In quel periodo, sono tornato in Perù e ho fatto un ritiro di otto giorni con un meraviglioso gesuita spagnolo che ho incontrato in Perù in un posto chiamato Ayacucho. Quello fu un fenomenale e rivelatorio ritiro di otto giorni. È quello che mi ha lasciato convinto di voler essere un gesuita, o almeno di voler esplorare la possibilità. Così, quando sono tornato, ho parlato con l'allora direttore delle vocazioni, che era diverso; e sono stato accettato per l'anno seguente. Sono entrato nel noviziato dei gesuiti nel 1998. Sono entrato nell'autunno del 1998 e ho lasciato il seguente maggio 1999, dopo aver fatto il ritiro di trenta giorni a San Beuno.

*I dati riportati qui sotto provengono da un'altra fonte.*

PR #2507, opened 2018-12-27
New theme API groundwork

Elv13:
This pull request extends CAPI `luaclass` to allow global connections to be introspected. This is used to allow `awful.screen.connect_for_each_screen` like signals to be created. It could eventually be extended to also filter connections, but currently it does not implement such features.

I use this to "port" the screen and wallpaper sections of `rc.lua` to use the `request::` API as used in other components such as the titlebar. With this change, we get closer to an unified "pipeline" for components initialization. The goal of the `request::` API is to allow themes and modules to cleanly integrate themselves into Awesome without too much effort from the users.

@actionless Here's a clearer view of what I propose. I know you are not sold, but I think this PR is conservative enough to avoid conflicts. The next, and more controversial given what you said in the past, would be to allow theme to deny (with a proper warning popup) `rc.lua` from adding new bars and saying they already handle that. Idem for the titlebars, notification (WIP) and wallpapers. With those capabilities in place, the themes should now finally be free to define different GUI layout than the current unmodified `rc.lua` allows.

### DIFF
--- a/common/luaclass.c
+++ b/common/luaclass.c
@@ -22,6 +22,8 @@
 #include "common/luaclass.h"
 #include "common/luaobject.h"
 
+#define CONNECTED_SUFFIX "::connected"
+
 struct lua_class_property
 {
     /** Name of the property */
@@ -300,6 +302,24 @@ luaA_class_connect_signal_from_stack(lua_State *L, lua_class_t *lua_class,
                                      const char *name, int ud)
 {
     luaA_checkfunction(L, ud);
+
+    /* Duplicate the function in the stack */
+    lua_pushvalue(L, ud);
+
+    char *buf = p_alloca(char, a_strlen(name) + a_strlen(CONNECTED_SUFFIX) + 1);
+
+    /* Create a new signal to notify there is a global connection. */
+    sprintf(buf, "%s%s", name, CONNECTED_SUFFIX);
+
+    /* Emit a signal to notify Lua of the global connection.
+     *
+     * This can useful during initialization where the signal needs to be
+     * artificially emitted for existing objects as soon as something connects
+     * to it
+     */
+    luaA_class_emit_signal(L, lua_class, buf, 1);
+
+    /* Register the signal to the CAPI list */
     signal_connect(&lua_class->signals, name, luaA_object_ref(L, ud));
 }
 
@@ -511,5 +531,7 @@ luaA_class_new(lua_State *L, lua_class_t *lua_class)
 
     return 1;
 }
+
+#undef CONNECTED_SUFFIX
 
 // vim: filetype=c:expandtab:shiftwidth=4:tabstop=8:softtabstop=4:textwidth=80
--- a/awesomerc.lua
+++ b/awesomerc.lua
@@ -163,7 +163,7 @@ local tasklist_buttons = gears.table.join(
                                           end))
 
 -- @DOC_WALLPAPER@
-local function set_wallpaper(s)
+screen.connect_signal("request::wallpaper", function(s)
     -- Wallpaper
     if beautiful.wallpaper then
         local wallpaper = beautiful.wallpaper
@@ -173,16 +173,10 @@ local function set_wallpaper(s)
         end
         gears.wallpaper.maximized(wallpaper, s, true)
     end
-end
-
--- Re-set wallpaper when a screen's geometry changes (e.g. different resolution)
-screen.connect_signal("property::geometry", set_wallpaper)
+end)
 
 -- @DOC_FOR_EACH_SCREEN@
-awful.screen.connect_for_each_screen(function(s)
-    -- Wallpaper
-    set_wallpaper(s)
-
+screen.connect_signal("request::desktop_decoration", function(s)
     -- Each screen has its own tag table.
     awful.tag({ "1", "2", "3", "4", "5", "6", "7", "8", "9" }, s, awful.layout.layouts[1])
 
--- a/docs/89-NEWS.md
+++ b/docs/89-NEWS.md
@@ -14,6 +14,9 @@ This document was last updated at commit v4.3-148-g795c792d1.
 
 ## New features
 
+* `awful.screen` now has a `request::wallpaper` and a
+  `request::desktop_decoration` signal. They make some workflow implementation
+  cleaner.
 * Lua code can interact with the selection contents via the new
   `selection.acquire`, `selection.getter`, and `selection.watcher` objects
 * Pending delayed calls (`gears.timer.delayed_call`) can be dispatched via
--- a/lib/awful/screen.lua
+++ b/lib/awful/screen.lua
@@ -602,6 +602,54 @@ function screen.object.set_dpi(s, dpi)
     s.data.dpi = dpi
 end
 
+--- Emitted when a new screen is added.
+--
+-- The handler(s) of this signal are responsible of adding elements such as
+-- bars, docks or other elements to a screen. The signal is emitted when a
+-- screen is added, including during startup.
+--
+-- The only default implementation is the one provided by `rc.lua`.
+--
+-- @signal request::desktop_decoration
+-- @tparam screen s The screen object.
+
+--- Emitted when a new screen needs a wallpaper.
+--
+-- The handler(s) of this signal are responsible to set the wallpaper. The
+-- signal is emitted when a screen is added (including at startup), when its
+-- DPI changes or when its geometry changes.
+--
+-- The only default implementation is the one provided by `rc.lua`.
+--
+-- @signal request::wallpaper
+-- @tparam screen s The screen object.
+
+-- Set the wallpaper(s) and create the bar(s) for new screens
+capi.screen.connect_signal("added", function(s)
+    s:emit_signal("request::desktop_decoration")
+    s:emit_signal("request::wallpaper")
+end)
+
+-- Resize the wallpaper(s)
+for _, prop in ipairs {"geometry", "dpi" } do
+    capi.screen.connect_signal("property::"..prop, function(s)
+        s:emit_signal("request::wallpaper")
+    end)
+end
+
+-- Create the bar for existing screens when an handler is added
+capi.screen.connect_signal("request::desktop_decoration::connected", function(new_handler)
+    for s in capi.screen do
+        new_handler(s)
+    end
+end)
+
+-- Set the wallpaper when an handler is added.
+capi.screen.connect_signal("request::wallpaper::connected", function(new_handler)
+    for s in capi.screen do
+        new_handler(s)
+    end
+end)
 
 --- When the tag history changed.
 -- @signal tag::history::update
--- a/spec/awful/screen_spec.lua
+++ b/spec/awful/screen_spec.lua
@@ -6,6 +6,7 @@
 local fake_screens = {}
 
 _G.screen = setmetatable({
+    connect_signal = function() end,
     set_index_miss_handler = function() end,
     set_newindex_miss_handler = function() end,
 }, {


common/luaclass.c
```diff
@@ -300,6 +300,27 @@ luaA_class_connect_signal_from_stack(lua_State *L, lua_class_t *lua_class,
...
 {
     luaA_checkfunction(L, ud);
+
+    /* Duplicate the function in the stack */
+    lua_pushvalue(L, ud);
+    luaA_checkfunction(L, -1);
+    luaA_checkfunction(L, ud);
+
+    /* Create a new signal to notify there is a global connection. */
+    const char buf[128];
```
actionless: should it be const?

Elv13: done

Elv13:
@psychon mind reviewing the luaclass commit?

common/luaclass.c
```diff
@@ -300,6 +300,27 @@ luaA_class_connect_signal_from_stack(lua_State *L, lua_class_t *lua_class,
                                      const char *name, int ud)
 {
     luaA_checkfunction(L, ud);
+
+    /* Duplicate the function in the stack */
+    lua_pushvalue(L, ud);
+    luaA_checkfunction(L, -1);
+    luaA_checkfunction(L, ud);
```
psychon: The two new calls to `luaA_checkfunction` check the exact same thing as the already existing `luaA_checkfunction` call. Or am I missing something?

common/luaclass.c
```diff
@@ -300,6 +300,27 @@ luaA_class_connect_signal_from_stack(lua_State *L, lua_class_t *lua_class,
...
+    a_strcpy(buf, 128, name);
+    a_strcat(buf, 128, "::connected");
+
+    /* Emit a signal to notify Lua of the global connection.
+     *
+     * This can useful during initialization where the signal needs to be
+     * artificially emitted for existing objects as soon as something connects
+     * to it
+     */
+    luaA_checkfunction(L, -1);
```
psychon: Okay, here is the fourth duplicate. This code is really making sure that it gets a function...

common/luaclass.c
```diff
@@ -300,6 +300,27 @@ luaA_class_connect_signal_from_stack(lua_State *L, lua_class_t *lua_class,
...
+    luaA_class_emit_signal(L, lua_class, buf, 1);
```
psychon: Why is this only emitted for things that connect to a class, but not when connecting to an instance?
According to `git grep`, there are four callers of `signal_connect`:

* Connecting a signal on a class (this code here)
* Connecting a signal on an object (`luaA_object_connect_signal_from_stack`)
* Connecting a signal on the `awesome` global (`luaA_awesome_connect_signal`; don't ask me why that is duplicated code)
* Connecting a signal on the `dbus` global (`luaA_dbus_connect_signal`; this code actually only allows a single function to be connected to a signal, so it might be a good idea to just ignore that)

common/luaclass.c
```diff
@@ -300,6 +300,27 @@ luaA_class_connect_signal_from_stack(lua_State *L, lua_class_t *lua_class,
...
+
+    /* Duplicate the function in the stack */
+    lua_pushvalue(L, ud);
+    luaA_checkfunction(L, -1);
+    luaA_checkfunction(L, ud);
+
+    /* Create a new signal to notify there is a global connection. */
+    char buf[128];
+    a_strcpy(buf, 128, name);
+    a_strcat(buf, 128, "::connected");
```
psychon: Can we get rid of the 128 limit?

Untested:
```C
#define CONNECTED_SUFFIX "::connected"
char *buf = p_alloca(char, a_strlen(name) + a_strlen(CONNECTED_SUFFIX) + 1);
sprintf(buf, "%s%s", name, CONNECTED_SUFFIX);
#undef CONNECTED_SUFFIX
```

common/luaclass.c
Elv13: This is out of scope for this pull request

common/luaclass.c
Elv13: done

common/luaclass.c
Elv13: I went for growing a static buffer. Might not be very clean when quitting Awesome but at least it doesn't do 1k small allocs at startup (yes, my config is big, I know).

Elv13:
> I only looked briefly at what the rest is doing and I can't say I'm convinced.

Ok, some context from the maze of comments that led to this. This is related to #442. Me and @actionless have been discussing in various places, including emails about how to make Awesome more extendable. My position is that the bar and GUI stuff should move to the theme. His position is that it should not. However, once thing we agree on, and Sorky too, is that business logic should not exist in `rc.lua`. As long as there are local functions in `rc.lua`, modules integrate cleanly without the user having to manually patch her/his config file.

### Example #1: the wallpaper

Right now if a module or theme tries to set, let say, a tiled wallpaper, that module either will have to fight `rc.lua` using timers or ask the user to change `set_wallpaper` to use the tiled mode. Other hacks such as creating a surface, manually printing a tiled pattern and using that as `beautiful.wallpaper` is equally ugly. 

(Assuming the ability to block connections is not part of this PR (and may never be submitted at all))
With this pull request, you can ask the user to delete the `request::wallpaper` and the one from the theme will be used. No need to mess with the `connect_for_each_screen` section. It is much cleaner

### Example #2: the error handling

Right now we have:

```lua
-- {{{ Error handling
-- @DOC_ERROR_HANDLING@
-- Check if awesome encountered an error during startup and fell back to
-- another config (This code will only ever execute for the fallback config)
if awesome.startup_errors then
    naughty.notify({ preset = naughty.config.presets.critical,
                     title = "Oops, there were errors during startup!",
                     text = awesome.startup_errors })
end

-- Handle runtime errors after startup
do
    local in_error = false
    awesome.connect_signal("debug::error", function (err)
        -- Make sure we don't go into an endless error loop
        if in_error then return end
        in_error = true

        naughty.notify({ preset = naughty.config.presets.critical,
                         title = "Oops, an error happened!",
                         text = tostring(err) })
        in_error = false
    end)
end
-- }}}
```

if it was done for the notification too, we end up with:

```lua
naughty.connect_signal("display::error", function(err)
    naughty.notification { 
        preset = naughty.config.presets.critical,
        title  = "Oops, an error happened!",
        text   = err
    }
end)
```

In this example, all the business logic is gone, you could cut&paste the section in a new file and it would just work.

Now if you extrapolate this to all of `rc.lua` (of which large parts already use the `request::` API), you end up with small independent sections that can be moved to other files by simply cut&paste-ing them. Once we get there, #442 can finally be closed. 

This pull request is about de-coupling `rc.lua` and the first use case of this feature happens to be related to the theme (which in my world view includes the bar).

common/luaclass.c
psychon: `p_alloca` allocates stack space, not heap space...?

Elv13: Is this like "elv13 please just use p_alloca, vla are cool" or is it a generic comment?

psychon: I'm fine with `p_alloca` and `p_alloca` does not use a variable length array. So yes, they are cool. Also, `alloca` is a lot cheaper than `malloc` (it's just subtracting a number from the stack pointer to reserve some stack space), so I didn't understand the comment about the 1k small allocs. Also, I didn't look at that static buffer patch before now and I think `p_alloca` is simpler than that.

Elv13: done

psychon:
Okay, so... some signals now become "magical" and whenever you connect to them, some random function invocations will happen ("all the already-existing objects" in what this PR does). So, this makes signals more complex and even if you know how signal work, you now have to scan all code to see how this one signal behaves.
This does indeed make some things easier (as in "less code"), but also makes them harder (as in "what the heck is going on?!?").

> Example #1: the wallpaper
> Right now if a module or theme tries to set, let say, a tiled wallpaper, that module either will have to fight rc.lua using timers or ask the user to change set_wallpaper to use the tiled mode. Other hacks such as creating a surface, manually printing a tiled pattern and using that as beautiful.wallpaper is equally ugly.

```diff
diff --git a/awesomerc.lua b/awesomerc.lua
index fa584b8a8..6cf84bc55 100644
--- a/awesomerc.lua
+++ b/awesomerc.lua
@@ -165,7 +165,9 @@ local tasklist_buttons = gears.table.join(
 -- @DOC_WALLPAPER@
 local function set_wallpaper(s)
     -- Wallpaper
-    if beautiful.wallpaper then
+    if beautiful.set_wallpaper then
+        beautiful.set_wallpaper(s)
+    elseif beautiful.wallpaper then
         local wallpaper = beautiful.wallpaper
         -- If wallpaper is a function, call it with the screen
         if type(wallpaper) == "function" then
diff --git a/themes/default/theme.lua b/themes/default/theme.lua
index b0be48012..995a9e065 100644
--- a/themes/default/theme.lua
+++ b/themes/default/theme.lua
@@ -98,6 +98,9 @@ theme.titlebar_maximized_button_normal_active = themes_path.."default/titlebar/m
 theme.titlebar_maximized_button_focus_active  = themes_path.."default/titlebar/maximized_focus_active.png"
 
 theme.wallpaper = themes_path.."default/background.png"
+function theme.set_wallpaper(s)
+    gears.wallpaper.tiled(theme.wallpaper, s, true)
+end
 
 -- You can use your own layout icons like this:
 theme.layout_fairh = themes_path.."default/layouts/fairhw.png"
```
This is fairly self-explanatory for anyone who takes a look and tries to understand what is going on.

> Example #2: the error handling
> Right now we have:

So... you basically move the check for `awesome.startup_errors` elsewhere?
As untested as the previous patch, but this now means that people with the "old config" get startup errors displayed twice:
```diff
diff --git a/luaa.c b/luaa.c
index 803d44d01..65329403b 100644
--- a/luaa.c
+++ b/luaa.c
@@ -81,6 +81,8 @@ extern const struct luaL_Reg awesome_root_lib[];
 extern const struct luaL_Reg awesome_mouse_methods[];
 extern const struct luaL_Reg awesome_mouse_meta[];
 
+static gboolean emit_startup_errors(gpointer user_data);
+
 /** A call into the Lua code aborted with an error.
  *
  * This signal is used in the example configuration, @{05-awesomerc.md},
@@ -973,6 +975,8 @@ luaA_init(xdgHandle* xdg, string_array_t *searchpath)
         { NULL, NULL }
     };
 
+    g_idle_add(emit_startup_errors, NULL);
+
     L = globalconf.L.real_L_dont_use_directly = luaL_newstate();
 
     /* Set panic function */
@@ -1069,6 +1073,18 @@ luaA_init(xdgHandle* xdg, string_array_t *searchpath)
     lua_pop(L, 1); /* pop "package" */
 }
 
+static gboolean
+emit_startup_errors(gpointer user_data)
+{
+    if (globalconf.startup_errors.len > 0)
+    {
+        lua_State *L = globalconf_get_lua_State();
+        lua_pushstring(L, globalconf.startup_errors.s);
+        signal_object_emit(L, &global_signals, "debug::error", 1);
+    }
+    return G_SOURCE_REMOVE;
+}
+
 static void
 luaA_startup_error(const char *err)
 {
```

Elv13:
I disagree with your alternative suggestions. They make the problem I am trying to fix worst. The objective is to eliminate the imperative business logic from `rc.lua`, your `set_wallpaper` suggestions adds more.

To move toward fixing #442, we first need to turn every section into independent blocks that can be cut-pasted into other files easily. This requires each block to be uncoupled from each other. The most "idiomatic" way to get there considering the existing code patterns is to add more `request::` to perform an inversion of responsibilities. Instead of `rc.lua` stating "do this", then the section requests "please, can anyone specify this?" and `rc.lua` answer this request.

In this pull request, I indeed make the signals more complex. However keep in mind that it is a private API and exists to mitigate a race condition during initialization (and no, more delayed_call wont help, they will add more corner case and nested delayed calls). This is the same use case for which you created `awful.screen.connect_for_each_screen`. But rather than this extra layer of complexity, it is now integrated into the core "signals" concept. **From the point of view of the user**, this is much more natural and obvious than another concept such as `connect_for_each_screen`. Just like the other pull request removes `gears.table.join` from `rc.lua`, the reason why I want this to be merged is to simplify, unify and modularize `rc.lua`.

psychon:
>  we first need to turn every section into independent blocks that can be cut-pasted into other files easily. This requires each block to be uncoupled from each other. The most "idiomatic" way to get there considering the existing code patterns is to add more request:: to perform an inversion of responsibilities. Instead of rc.lua stating "do this", then the section requests "please, can anyone specify this?" and rc.lua answer this request.

Doesn't this contradict what you are trying to do here? So, if I move this stuff around and a theme adds another place that reacts, I end up with two places with set the wallpaper.

We need to decide who gets to decide the wallpaper. The current answer is `rc.lua`. If you want to change the answer to `theme.lua`, then that would mean removing all wallpaper-code from the `rc.lua` and then have the theme do it. And to set a wallpaper, a theme can just use `connect_for_each_screen`.

With your patch, the whole question is turned into someone else's problem. Something like: "There is now a `request::wallpaper` where you can set a wallpaper. If multiple pieces of code connect to that, it's up to something semi-random to decide who wins (I guess something like `pairs` iteration order will make the call here).

If you want to move the wallpaper code to the theme, you should do so.

Coming back to the original quote:

> To move toward fixing #442, we first need to turn every section into independent blocks that can be cut-pasted into other files easily. This requires each block to be uncoupled from each other.

Okay, so remove all current wallpaper code from `rc.lua` and add it to `wallpaper-rc.lua`. I do not see how this PR or `request::`-style API makes that problem simpler. If multiple pieces of code want to handle these signals, the result will be confusing and not easy to debug.

Elv13:
> Doesn't this contradict what you are trying to do here?

It does indeed, but as mentioned in an earlier comment, this is "on purpose". It is also why the pull request is called groundwork. The idea here is only to move the current sections into blocks that *can* be moved. My end game is more powerful themes and simpler `rc.lua`. As long as @actionless is opposed, I don't plan to move the wallpaper, wibar, menu and titlebar to the theme. This work (and its follow-up, #2508) are just cleanup steps toward the goal. They are the parts where there is an agreement, at least with him. 

I am not imagining the issue. Reddit r/awesomewm and stackoverflow have questions from existing users who managed to get past the initial learning curve. It's an echo chamber where there is at least some assumption of existing knowledge about AwesomeWM design. On the other hand, places like the Arch forum, Gentoo forum, HackerNews and Reddit r/unixporn and r/linux are better sources to follow the frustration of new users. When AwesomeWM gets discussed there, there is a clear pattern of complains about how hard it is to learn and how hard it is to cherry pick content from other people config (and all the classic "they broke my desktop with X update", **** the developers). Some of that complexity will never go away, but that doesn't mean there's nothing to do to improve the status quo.

> And to set a wallpaper, a theme can just use connect_for_each_screen.

This API exist to solve the fact that the old (3.0-3.5) `rc.lua` used a static loop for the screen initialization. This loop is replaced 1:1 with connect_for_each_screen. This isn't mapping correctly to the concepts within this loop. The most obvious argument is that `rc.lua` has a second 

    screen.connect_signal("property::geometry", set_wallpaper)

line just for this. So using only `connect_for_each_screen` clearly isn't conveying the meaning of when the wallpaper needs to be updated. It is not the case for the titlebar either.

As a second argument, the titlebars are not only created when a new client arrives, but also when an existing client get a titlebar for the first time (like with a keybinding or, in theory, if it starts fullscreen and become tiled). So creating them in `manage` could not work. This is exactly why `request::titlebars` exist. The wallpaper are just "titlebars for the root window".

The same can be said if we ever allow the theme to be replaced at runtime or if the screen DPI changes. If those 2 were added to `rc.lua`, the wallpaper function would now be called from 4 places... 

This clearly show that the current approach isn't abstract enough for `rc.lua`. The lack of abstraction forces an ever increasing amount of wallpaper logic every time we add new features (like the dynamic screen addition and dynamic resize).

`request::wallpaper` and `request::decoration` are real abstractions for the concept they carry. They also fit in the existing framework we have for other concepts such as `request::titlebars`. `connect_for_each_screen` does neither of those. Its just a wrapper to mitigate the fact that the signals are not powerful enough to handle reality. It adds an useless and leaky new concept and confusion to `rc.lua` and must die. Instead of going down that path, this pull request makes the signal good enough and fix the problem forever.

psychon:
After sleeping about this for a bit.... well, I don't know.

The original comment when this PR was posted states:

> I use this to "port" the screen and wallpaper sections of rc.lua to use the request:: API as used in other components such as the titlebar

This could be achieved with a single delayed call that emits `request::wallpaper` once for all existing screens after awesomeWM starts up.

> The goal of the request:: API is to allow themes and modules to cleanly integrate themselves into Awesome without too much effort from the users.

I don't really buy this. If three places try to set a wallpaper, then only one of them can actually do so. I fail to see the cleanness here. If you want a single place where the wallpaper can be configured, then we need some global variable that can be set. That way, multiple pieces will still fight and overwrite each other when setting this global variable, but at least this variable is the "obvious point" where this is decided. 

Later comment:

> I disagree with your alternative suggestions. They make the problem I am trying to fix worst. The objective is to eliminate the imperative business logic from rc.lua, your set_wallpaper suggestions adds more.

So, this global variable would need to be in some module, then. Or perhaps the theme, since apparently that is the place that should decide everything about the wallpaper. (Even though "My position is that the bar and GUI stuff should move to the theme. His position is that it should not. ", so apparently it should be easily possible to decide the wallpaper in multiple places...)

Elv13:
> How about an explicit request::wibar or request::wibars?

I am not sure. The reason why I didn't use `bar` in the first place is because not every kind of screen decorations are wibars. It can also be Conky like "desktop applets". It could also be docks, desktop icons or CDE/E16 style "desktop expose" applets. `decoration` might not be the best name either. Any other idea for a better name?

psychon:
Personally, "decoration" reminds me of "window decorations", which is not what this is about... What we call "wibar", others call "panel", so `request::panel`, but that has the same problem of "conky is not a panel"... For your other examples, I cannot really come up with a category containing these. Since there is not that much precedence for these, perhaps we should just ignore desktop windows when coming up with a name? People who try to use the signal for that likely know what they are doing and so are not as easily confused by the name (or rather: they don't care about the name since they know what it is doing anyway).

Elv13:
@actionless Do you have an idea about a name?

Veratil:
'desktop_element' is the best I can think of for descibing all these types of things.

psychon:
Perhaps `desktop_decoration`? That is again `decoration`, but makes it clearer that the desktop is being decorated...?

Elv13:
I renamed `request::decoration` to `request::desktop_decoration` as suggested by @psychon (which in turn is based upon @Veratil suggestion). I also added a `request::wallpaper` signal when the DPI changes to sync the code with some of the comments. I also added a new documentation sentence to each request signals to improve clarity as to when the signal are sent.

Elv13:
If no one else object, I will assume everybody is now happy and merge this soon.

Che cosa hai vissuto nel tuo breve periodo nel noviziato?

È stata un'esperienza molto estenuante di ciò che ora riconoscerei come "discendenza", che naturalmente è esattamente ciò che il noviziato è stato progettato per fare. Non ero preparato psicologicamente per questo. L'ho capito di recente, sono stati alcuni anni meravigliosi, in questi ultimi anni, e una delle grandi cose del libro è che sono tornato in contatto con i gesuiti. Recentemente ho fatto un ritiro di otto giorni a Loyola, in Spagna, e ho riflettuto su quel periodo, e mi sono reso conto che non ero capace di farlo psicologicamente all'epoca, perché il mio ego era ancora troppo fragile. Ora capisco che - e questo, a proposito, è vero per l'amore in generale - per essere in grado di amare devi essere disposto a sacrificare; devi sublimare l'ego e così via. E penso che non ero capace di entrare nei Gesuiti allora. Nemmeno io ero in grado di sposarmi.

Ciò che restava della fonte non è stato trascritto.